**** SOURCE DATA ****
PR #55, opened 2023-07-06
Fetch appdata from backend

MartinquaXD:
It's possible that in the future some app data content will only be available in the cow protocol backend.
To make the app data indexing work properly in those cases we need to add another fallback to app data fetching.
The new order is:
1. try new format on IPFS
2. try old format on IPFS
3. try any format on the prod backend
4. try any format on the staging backend

### Tests
* unit test that verifies that content that `fetch_from_backend()` is able to find content that only exists on prod or only exists on prod
* unit test that verifies that hex strings with or without `0x` prefix
* a unit test that verifies that `fetch_many()` is able to fetch app data that only exists in the backend was not possible at the time because such data didn't exist yet

### DIFF
--- a/src/fetch/ipfs.py
+++ b/src/fetch/ipfs.py
@@ -39,21 +39,14 @@ class Cid:
     ) -> FoundContent | NotFoundContent:
         """Fetches the given app data hash from the cow protocol backend (prod and staging)"""
 
-        # first try prod
-        url = f"https://api.cow.fi/mainnet/api/v1/app_data/{hex_str}"
-        response = cls.fetch_from_backend_inner(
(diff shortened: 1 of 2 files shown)


MartinquaXD:
cc @vkgnosis

vkgnosis (approved):

nlordell (approved):

gentrexha (approved):
LGTM. Left a nitpicky comment.

bh2smith (approved):
Good stuff. should we be tagging this asap?

MartinquaXD:
> should we be tagging this asap?

I think deploying this before we release the custom interactions feature next Tuesday is enough.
****
### PROBLEM DETAILS
If a line in the data above holds the string "verifies", copy it.

### YOUR SOLUTION
* unit test that verifies that content that `fetch_from_backend()` is able to find content that only exists on prod or only exists on prod
* unit test that verifies that hex strings with or without `0x` prefix
* a unit test that verifies that `fetch_many()` is able to fetch app data that only exists in the backend was not possible at the time because such data didn't exist yet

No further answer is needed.